Monday, January 12, 2015

The Destroyers of Philosophy

Are those who deny the univocity of being. So says the Doctor.

Lectura I d. 3 p. 1 q. 1-2 (Vat XVI) ...

n. 105:

But to the contrary it seems that to posit the univocity of being to all destroys philosophy, although it is not predicated essentially of all, as of differences.

n. 110:

I say that I do not destroy philosophy, but the ones positing the contrary necessarily destroy philosophy, because if there is not a common concept of being, then it would be impossible that we would have a concept of substance, because substance does not have its own species in the possible intellect, but only the concept of being abstracted from the species of accidents. If therefore being did not have one concept, we would have no concept of substance, neither in common nor in particular.

n. 112:

Whence I say that our intellect first has a cognition of accidents, from which it abstracts the intention of being, which predicates the essence of substance just as accidents; and we only intuitively know substance, and not in any other way. This, as I said, each one experiences for himself, that he does not know more of the nature of substance save that it is being. The total other which we know about substance are properties and accidents proper to substance, through which we intuit those aspects which are essential to substance.

n. 113:

Again, unless being had one univocal intention, theology would be completely destroyed. For theologians prove that the Word in the divine proceeds and is generated by the intellect, and the Holy Spirit proceeds through the mode of the will. But if 'intellect' and 'will' would be only equivocally found in us and in God, there would be no evidence that just because the word is generated in us, so also it is in God, and likewise concerning love in us, because then 'intellect and 'will' would be of another kind here and there. Now it does not follow 'just as it is in our intellect and will, therefore it also is in an intellect of another kind and a will of another kind'. Therefore there would not be any evidence.

So. If you deny the univocity of being, you have no way to know substance. Now, this has some consequences. For much of the pre-modern tradition, metaphysics consisted in reasoning into the knowledge of God and the separated substances. For Scotus, then, in order keep doing metaphysics as traditionally conceived we need univocal concepts. So to conclude:

If no univocity of being,

1. No metaphysics

2. No theology

4 comments:

Edward Ockham said...

I was just reading this today. I couldn't find any parallel to it in the Ordinatio.

lee faber said...

Pini starts an article with this and gives a parallel, but it's probably just to another argument about the knowability or not of substance, not to the 'destruction' etc.

Johannes said...

It would be very helpful in these translations to state between parentheses the Latin word translated as "being", so as to know whether it was "ens" or "esse".
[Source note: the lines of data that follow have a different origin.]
PR #51675, opened 2023-09-17
[Messenger] Fix cloned TraceableStack not unstacking the stack independently 

### LINKED ISSUE #51564: cloned TraceableStack operates differently than StackMiddleware

6.x

### Description

The `StackMiddleware` has it's own state (`$offset` field), which changes during the operation flow. Therefore, if at some point of time we clone this stack, we get a completely different instance, which may be safely used.

The problem lies in the absence of `TraceableStack::__clone()` method . 
It is not possible to use cloned stack after main stack _has been iterated over_, since internally it references the same object.

See provided test for details.

### How to reproduce

Below two tests are provided. First passess (`StackMiddleware`), second fails (`TraceableStack`).

```php
class_exists(TraceableMiddleware::class);

final class TraceableStackCloneTest extends TestCase
{
    /** @dataProvider stackDataProvider */
    public function testClonedStackFramesFollowOriginalFrames(StackInterface $stack): void
    {
        $clonedStack = clone $stack;

        $nextFrame = $stack->next();
        $clonedStackNextFrame = $clonedStack->next();

        self::assertSame($nextFrame, $clonedStackNextFrame);
    }

    public function stackDataProvider(): array
    {
        $middlewareIterator = [
            $this->createMock(MiddlewareInterface::class),
            $this->createMock(MiddlewareInterface::class),
        ];

        return [
            [new StackMiddleware($middlewareIterator)], // passes
            [new TraceableStack(new StackMiddleware($middlewareIterator), $this->createMock(Stopwatch::class), 'command.bus', 'test')], // fails
        ];
    }
}
```

### Possible Solution

I guess adding `__clone` method to `TraceableStack` would fix the issue:

```php
    public function __clone(): void
    {
        $this->stack = clone $this->stack;
    }
```

### Additional Context

PHP version: 8.2.8
Symfony messenger version: 6.2.7

krciga22:
| Q             | A
| ------------- | ---
| Branch?       | 5.4
| Bug fix?      | yes
| New feature?  | no
| Deprecations? | no
| Tickets       | Fix #51564
| License       | MIT

Fixed a bug with cloned `TraceableStack` not unstacking the stack independently from the original due to the __clone() method not yet being implemented. Clones of `StackMiddleware` currently unstack the stack independently, but not `TraceableStack`.

### DIFF
--- a/src/Symfony/Component/Messenger/Tests/Middleware/TraceableMiddlewareTest.php
+++ b/src/Symfony/Component/Messenger/Tests/Middleware/TraceableMiddlewareTest.php
@@ -16,6 +16,7 @@ use Symfony\Component\Messenger\Middleware\MiddlewareInterface;
 use Symfony\Component\Messenger\Middleware\StackInterface;
 use Symfony\Component\Messenger\Middleware\StackMiddleware;
 use Symfony\Component\Messenger\Middleware\TraceableMiddleware;
+use Symfony\Component\Messenger\Middleware\TraceableStack;
 use Symfony\Component\Messenger\Test\Middleware\MiddlewareTestCase;
 use Symfony\Component\Messenger\Tests\Fixtures\DummyMessage;
 use Symfony\Component\Stopwatch\Stopwatch;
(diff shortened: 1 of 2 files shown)


stof (approved):

maxbeckers (approved):

src/Symfony/Component/Messenger/Tests/Middleware/TraceableMiddlewareTest.php
```diff
@@ -140,4 +141,92 @@ public function handle(Envelope $envelope, StackInterface $stack): Envelope
         $traced->handle($envelope, new StackMiddleware(new \ArrayIterator([null, $middleware])));
         $this->assertSame(1, $middleware->calls);
     }
+
+    public function testClonedTraceableStackUnstacksIndependently()
+    {
+        // import TraceableStack
+        class_exists(TraceableMiddleware::class);
```
nicolas-grekas, line 148: why is this needed?

krciga22: @nicolas-grekas, I added this test method to test if a clone can be unstacked independently. I noticed that the existing method `testHandle()` in the same file does test `TraceableStack` unstacking via the use of `TraceableMiddleware`, but it doesn't test if a cloned version will unstack the stack independently, so I was thinking their could be a new test for that as well?

nicolas-grekas: I meant the class_exists check, why is it needed?

krciga22: Right, without it I get the following error: 
`Error: Class 'Symfony\Component\Messenger\Middleware\TraceableStack' not found`

To fix the error, I tried to import `TraceableStack` at the top of the test file, but I can't get it to work because it's located within `TraceableMiddleware.php` instead of within its own file.

nicolas-grekas:
Thank you @krciga22.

Also, is the following a correct summary of the positions?

Scotus: ens & esse are univocal.

St. Thomas & the Thomists: ens is analogical, esse is univocal.

(My own position, FWIW: ens is analogical and esse might also be so.)

Lee Faber said...

Johannes, if by 'ens' and 'esse' you mean real beings out in the world, then no, they are not univocal. What Scotus says is that one can form concepts that apply univocally to God and creatures without a corresponding non-conceptual reality. One abstracts the intrinsic mode from a creature to get the univocal concept that applies to both God and creatures, then apply the intrinsic mode of infinity to get a concept of God. But outside the intellect there is a great warm bubbly stew of analogy an particpation to warm the belly of any thomist.